• [Collected data]
════════

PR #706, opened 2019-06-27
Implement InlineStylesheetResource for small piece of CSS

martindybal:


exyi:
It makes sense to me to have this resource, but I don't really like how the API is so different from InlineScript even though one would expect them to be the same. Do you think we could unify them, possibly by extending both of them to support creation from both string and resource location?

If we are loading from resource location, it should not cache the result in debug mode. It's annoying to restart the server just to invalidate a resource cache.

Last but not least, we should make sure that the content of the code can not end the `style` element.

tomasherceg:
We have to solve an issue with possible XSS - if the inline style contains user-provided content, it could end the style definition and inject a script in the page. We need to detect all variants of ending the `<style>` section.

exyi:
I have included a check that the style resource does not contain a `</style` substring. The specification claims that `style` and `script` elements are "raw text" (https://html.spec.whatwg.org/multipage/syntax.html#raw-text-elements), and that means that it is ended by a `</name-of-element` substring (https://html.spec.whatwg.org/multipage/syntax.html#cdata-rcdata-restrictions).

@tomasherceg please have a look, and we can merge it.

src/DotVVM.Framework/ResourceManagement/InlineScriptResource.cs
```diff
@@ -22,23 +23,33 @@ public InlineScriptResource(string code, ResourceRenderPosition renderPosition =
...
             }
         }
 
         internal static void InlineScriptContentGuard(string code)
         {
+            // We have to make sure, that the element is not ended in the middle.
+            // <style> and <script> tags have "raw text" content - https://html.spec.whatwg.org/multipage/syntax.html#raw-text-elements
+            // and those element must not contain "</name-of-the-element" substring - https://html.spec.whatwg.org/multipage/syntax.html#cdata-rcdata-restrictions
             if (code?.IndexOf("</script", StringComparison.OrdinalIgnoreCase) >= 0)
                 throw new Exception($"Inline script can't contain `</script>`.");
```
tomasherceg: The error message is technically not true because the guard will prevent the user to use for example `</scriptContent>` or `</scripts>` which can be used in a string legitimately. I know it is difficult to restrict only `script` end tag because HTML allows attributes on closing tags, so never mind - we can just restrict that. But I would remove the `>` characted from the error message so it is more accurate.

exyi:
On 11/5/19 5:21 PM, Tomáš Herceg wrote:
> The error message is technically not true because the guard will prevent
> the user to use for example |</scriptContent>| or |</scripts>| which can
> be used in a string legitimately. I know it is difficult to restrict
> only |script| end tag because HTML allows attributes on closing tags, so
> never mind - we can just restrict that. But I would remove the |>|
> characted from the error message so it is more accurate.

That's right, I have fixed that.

════════

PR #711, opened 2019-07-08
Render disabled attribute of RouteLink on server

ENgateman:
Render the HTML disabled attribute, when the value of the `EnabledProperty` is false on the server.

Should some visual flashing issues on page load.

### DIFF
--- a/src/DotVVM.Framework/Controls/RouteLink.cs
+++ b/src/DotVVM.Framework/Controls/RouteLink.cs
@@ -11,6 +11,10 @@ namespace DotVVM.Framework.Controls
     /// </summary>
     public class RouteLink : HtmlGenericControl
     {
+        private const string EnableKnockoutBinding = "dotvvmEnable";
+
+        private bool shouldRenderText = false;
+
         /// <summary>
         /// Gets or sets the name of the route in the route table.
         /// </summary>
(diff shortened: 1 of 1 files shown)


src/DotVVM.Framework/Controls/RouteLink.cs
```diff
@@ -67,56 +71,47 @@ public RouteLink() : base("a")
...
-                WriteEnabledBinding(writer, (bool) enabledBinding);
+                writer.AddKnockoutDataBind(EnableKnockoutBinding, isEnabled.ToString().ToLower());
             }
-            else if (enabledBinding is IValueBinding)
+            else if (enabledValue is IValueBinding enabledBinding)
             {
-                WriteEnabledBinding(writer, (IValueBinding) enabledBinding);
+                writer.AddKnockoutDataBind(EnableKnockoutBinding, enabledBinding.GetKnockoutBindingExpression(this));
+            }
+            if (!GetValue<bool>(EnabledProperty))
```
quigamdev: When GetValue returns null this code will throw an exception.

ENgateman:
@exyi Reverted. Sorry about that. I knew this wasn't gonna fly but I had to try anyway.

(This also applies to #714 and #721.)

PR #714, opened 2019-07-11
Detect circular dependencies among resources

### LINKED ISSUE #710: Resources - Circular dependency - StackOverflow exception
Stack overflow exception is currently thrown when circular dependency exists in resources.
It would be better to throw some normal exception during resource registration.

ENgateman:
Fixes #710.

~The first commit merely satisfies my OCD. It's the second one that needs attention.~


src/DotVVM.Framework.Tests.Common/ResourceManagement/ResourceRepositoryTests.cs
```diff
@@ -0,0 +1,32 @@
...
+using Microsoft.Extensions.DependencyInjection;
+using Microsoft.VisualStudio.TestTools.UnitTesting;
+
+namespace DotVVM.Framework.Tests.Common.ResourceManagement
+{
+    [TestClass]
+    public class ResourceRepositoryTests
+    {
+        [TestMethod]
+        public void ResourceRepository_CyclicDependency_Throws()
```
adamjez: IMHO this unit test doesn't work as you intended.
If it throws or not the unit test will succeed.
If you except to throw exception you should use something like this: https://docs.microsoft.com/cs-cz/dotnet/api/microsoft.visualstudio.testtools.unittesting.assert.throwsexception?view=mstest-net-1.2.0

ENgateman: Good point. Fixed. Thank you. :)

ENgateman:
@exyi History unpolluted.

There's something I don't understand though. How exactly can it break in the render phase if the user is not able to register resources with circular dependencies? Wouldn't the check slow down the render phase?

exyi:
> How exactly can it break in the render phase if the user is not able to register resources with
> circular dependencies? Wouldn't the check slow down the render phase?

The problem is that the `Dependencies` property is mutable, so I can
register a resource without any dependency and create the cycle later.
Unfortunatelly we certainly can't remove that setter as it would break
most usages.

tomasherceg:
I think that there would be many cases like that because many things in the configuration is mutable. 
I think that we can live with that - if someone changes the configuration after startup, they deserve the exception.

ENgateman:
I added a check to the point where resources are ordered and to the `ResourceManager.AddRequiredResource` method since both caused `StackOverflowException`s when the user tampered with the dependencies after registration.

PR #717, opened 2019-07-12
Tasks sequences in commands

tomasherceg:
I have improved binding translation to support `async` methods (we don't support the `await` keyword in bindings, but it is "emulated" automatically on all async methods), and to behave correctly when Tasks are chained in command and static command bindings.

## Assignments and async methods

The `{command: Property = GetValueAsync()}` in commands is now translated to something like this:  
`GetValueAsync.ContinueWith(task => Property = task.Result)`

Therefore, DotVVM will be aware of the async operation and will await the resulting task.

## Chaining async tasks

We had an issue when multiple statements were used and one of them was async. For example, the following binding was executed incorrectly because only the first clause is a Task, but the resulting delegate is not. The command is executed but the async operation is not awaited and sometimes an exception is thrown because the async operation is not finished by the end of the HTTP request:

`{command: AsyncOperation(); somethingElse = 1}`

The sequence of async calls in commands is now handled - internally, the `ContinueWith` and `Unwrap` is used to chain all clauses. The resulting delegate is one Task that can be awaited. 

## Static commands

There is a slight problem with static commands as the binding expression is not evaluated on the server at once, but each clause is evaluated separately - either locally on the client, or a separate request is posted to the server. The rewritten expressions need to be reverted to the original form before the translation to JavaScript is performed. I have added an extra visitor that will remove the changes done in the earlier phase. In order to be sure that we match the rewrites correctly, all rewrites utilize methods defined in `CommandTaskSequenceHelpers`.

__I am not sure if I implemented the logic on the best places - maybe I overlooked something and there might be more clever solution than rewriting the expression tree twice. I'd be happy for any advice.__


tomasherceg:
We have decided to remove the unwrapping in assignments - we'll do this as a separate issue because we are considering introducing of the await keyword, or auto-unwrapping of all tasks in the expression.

════════

• [Try it] Give the number of lines in the data that include the string "registration", please, and nothing else.

• [Solution below] 2